Tumor necrosis factor-related apoptosis-inducing ligand (TRAIL) plays an important role in immune surveillance and preferentially induces apoptosis in cancer cells over normal cells, suggesting its potential in cancer therapy. However, the molecular basis for its selective killing of cancer cells is not well understood. Recent studies have identified the CCN family of integrin-binding matricellular proteins as important regulators of cell behavior, including cell adhesion, proliferation, migration, differentiation, and survival. We show here that CCN1 (CYR61) supports the adhesion of prostatic carcinoma cells as an adhesion substrate through integrins and heparan sulfate proteoglycans. Knockdown of CCN1 expression in PC-3 and DU-145 androgen-independent prostate cancer cells strongly inhibited their proliferation without causing apoptosis, indicating that CCN1 promotes their growth. However, CCN1 also significantly enhances TRAIL-induced apoptosis through interaction with integrins alphavbeta3 and alpha6beta4 and the cell-surface heparan sulfate proteoglycan syndecan-4, acting through a protein kinase Calpha-dependent mechanism without requiring de novo protein synthesis. Knockdown of CCN1 expression in PC-3, DU-145, and LNCaP cells severely blunted their sensitivity to TRAIL, an effect that was reversed by exogenously added CCN1 protein. These findings reveal a functional dichotomy for CCN1 in prostate carcinoma cells, because it contributes to both cell proliferation and TRAIL-induced cell death and suggest that CCN1 expression status may be an important parameter in assessing the efficacy of TRAIL-dependent cancer therapy.

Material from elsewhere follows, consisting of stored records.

PR #2539, opened 2022-06-21
[feat] Add new command line option to repeat selected tests

### LINKED ISSUE #2523: Add a CLI option to run selected tests repeatedly
This is now very straightforward to implement using the machinery for the `--distribute` option. Also we should be able to combine that new option with the `--distribute` one and practically have a test run repeatedly on the same node.

vkarak:
The new option is called `--repeat` and it can be combined with the `--distribute`. Behind the scenes it uses the same mechanism as the `--distribute` option to generate the new tests.

Fixes #2523.


victorusu (approved):
`lgtm`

Cytotoxicity of TNFalpha is regulated by integrin-mediated matrix signaling.

Cytokines of the tumor necrosis factor (TNF) family regulate inflammation and immunity, and a subset of this family can also induce cell death in a context-dependent manner. Although TNFalpha is cytotoxic to certain tumor cell lines, it induces apoptosis in normal cells only when NFkappaB signaling is blocked. Here we show that the matricellular protein CCN1/CYR61 can unmask the cytotoxic potential of TNFalpha without perturbation of NFkappaB signaling or de novo protein synthesis, leading to rapid apoptosis in the otherwise resistant primary human fibroblasts. CCN1 acts through binding to integrins alpha(v)beta(5), alpha(6)beta(1), and syndecan-4, triggering the generation of reactive oxygen species (ROS) through a Rac1-dependent mechanism via 5-lipoxygenase and the mitochondria, leading to the biphasic activation of JNK necessary for apoptosis. Mice with the genomic Ccn1 locus replaced with an apoptosis-defective Ccn1 allele are substantially resistant to TNFalpha-induced apoptosis in vivo. These results indicate that CCN1 may act as a physiologic regulator of TNFalpha cytotoxicity, providing the contextual cues from the extracellular matrix for TNFalpha-mediated cell death.